• _BRIEF_
A faithful, complete transcription of the listing is required.

• _GIVEN RECORDS_
-=-=-

PR #1950, opened 2017-01-12
Allow database dumps to be taken of api-sandbox

stephenrichards:


csutter:
Decided to close this – will pick it up again if we ever need it.

PR #1952, opened 2017-04-12
Clean up stats report

stephenrichards:
If a management information report is in the middle of being generated when the server is restarted, the record will be left in the database with a status of 'started'.  This currently prevents subsequent management information generators from running (it checks to see if other reports are in the process of being generated, and immediately exits if that is the case).

This PR cleans up old reports (older than 2 months), and stalled reports that were started more than 2  hours ago and never finished.


jsugarman:
👍  LGTM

-=-=-

• _YOUR RESPONSE_
PR #1950, opened 2017-01-12
Allow database dumps to be taken of api-sandbox

stephenrichards:


csutter:
Decided to close this – will pick it up again if we ever need it.

PR #1952, opened 2017-04-12
Clean up stats report

stephenrichards:
If a management information report is in the middle of being generated when the server is restarted, the record will be left in the database with a status of 'started'.  This currently prevents subsequent management information generators from running (it checks to see if other reports are in the process of being generated, and immediately exits if that is the case).

This PR cleans up old reports (older than 2 months), and stalled reports that were started more than 2  hours ago and never finished.


jsugarman:
👍  LGTM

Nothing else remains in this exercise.